What makes the lower portion of the lats "stand" out?  Do you think it's more width or more thickness?


----------



## GFR (Sep 9, 2005)

Some things never change.


----------



## CowPimp (Sep 9, 2005)

Rows and pullups will develop your lats.  You cannot develop parts of a muscle though.


----------



## LexusGS (Sep 9, 2005)

CowPimp said:
			
		

> You cannot develop parts of a muscle though.


You gonna bet money on that cowpimp?


----------



## CowPimp (Sep 9, 2005)

LexusGS said:
			
		

> You gonna bet money on that cowpimp?



Sure.  Especially in this case.  The lattimus dorsi doesn't contain multiple heads, so if you think you can develop different parts of it then you have no case.


----------



## LexusGS (Sep 9, 2005)

CowPimp said:
			
		

> Sure.  Especially in this case.  The lattimus dorsi doesn't contain multiple heads, so if you think you can develop different parts of it then you have no case.

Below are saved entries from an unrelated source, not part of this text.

PR #540, opened 2022-08-03
Added --optimize and --sync-policy options to rpm repo sync.

### LINKED ISSUE #462: RPM sync ought to provide `sync_policy` option, mark `mirror` as deprecated
The RPM plugin provides a `sync_policy` parameter to replace the `mirror` parameter and has marked the `mirror` parameter as deprecated.  The reason is that `mirror = bool` doesn't capture the full range of potentially desired behaviors, and is ambiguous when there could be multiple different meanings of "mirror".

The current choices for `sync_policy` are "additive", "mirror_content_only", and "mirror_complete"

https://github.com/pulp/pulp_rpm/pull/2146
https://docs.pulpproject.org/pulp_rpm/workflows/create_sync_publish.html#sync-repository-foo-using-remote-bar

ggainey:
fixes #462.

Co-authored by: Grant Gainey <ggainey@redhat.com>

### DIFF
--- a/pulpcore/cli/rpm/repository.py
+++ b/pulpcore/cli/rpm/repository.py
@@ -48,6 +48,7 @@ _ = translation.gettext
 
 
 SKIP_TYPES = ["srpm"]
+SYNC_TYPES = ["additive", "mirror_complete", "mirror_content_only"]
 remote_option = resource_option(
     "--remote",
     default_plugin="rpm",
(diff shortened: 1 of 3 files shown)


pulpcore/cli/rpm/repository.py
```diff
@@ -165,16 +166,49 @@ def repository(ctx: click.Context, pulp_ctx: PulpContext, repo_type: str) -> Non
 @name_option
 @href_option
 @remote_option
-@click.option("--mirror/--no-mirror", default=None)
 @click.option(
-    "--skip-type", "skip_types", multiple=True, type=click.Choice(SKIP_TYPES, case_sensitive=False)
+    "--mirror/--no-mirror",
+    default=None,
+    help="""
+    DEPRECATED: If True, sync_policy will default to 'mirror_complete' instead
```
mdellweg, line 173: I don't know. Is "deprecated" the proper term for the cli? Should we explain, that this is only for certain old versions of the plugin? How about `needs_plugin` with an upper bound?

pulpcore/cli/rpm/repository.py
```diff
@@ -165,16 +166,49 @@ def repository(ctx: click.Context, pulp_ctx: PulpContext, repo_type: str) -> Non
...
+    of 'additive'.
+    """,
+)
+@pulp_option(
+    "--optimize/--no-optimize",
+    default=None,
+    help="Whether or not to optimize sync.",
+    needs_plugins=[PluginRequirement("rpm", "3.3.0")],
```
mdellweg, line 181: Tiny little bit more explicit:
```suggestion
    needs_plugins=[PluginRequirement("rpm", min="3.3.0")],
```

pulpcore/cli/rpm/repository.py
```diff
@@ -165,16 +166,49 @@ def repository(ctx: click.Context, pulp_ctx: PulpContext, repo_type: str) -> Non
...
+    """,
+    needs_plugins=[PluginRequirement("rpm", "3.16.0")],
 )
 @pass_repository_context
 def sync(
     repository_ctx: PulpRepositoryContext,
     remote: EntityFieldDefinition,
     mirror: Optional[bool],
+    optimize: Optional[bool],
     skip_types: Iterable[str],
```
mdellweg, line 210:
```suggestion
    skip_types: Optional[Iterable[str]],
```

lol, how much are we betting?


----------



## CowPimp (Sep 9, 2005)

LexusGS said:
			
		

> lol, how much are we betting?



As much as you want.  It's not like either one of us would pay up anyway.  Not to mention neither one of us has the facilities to prove that it is possible or not.


----------



## LexusGS (Sep 9, 2005)




----------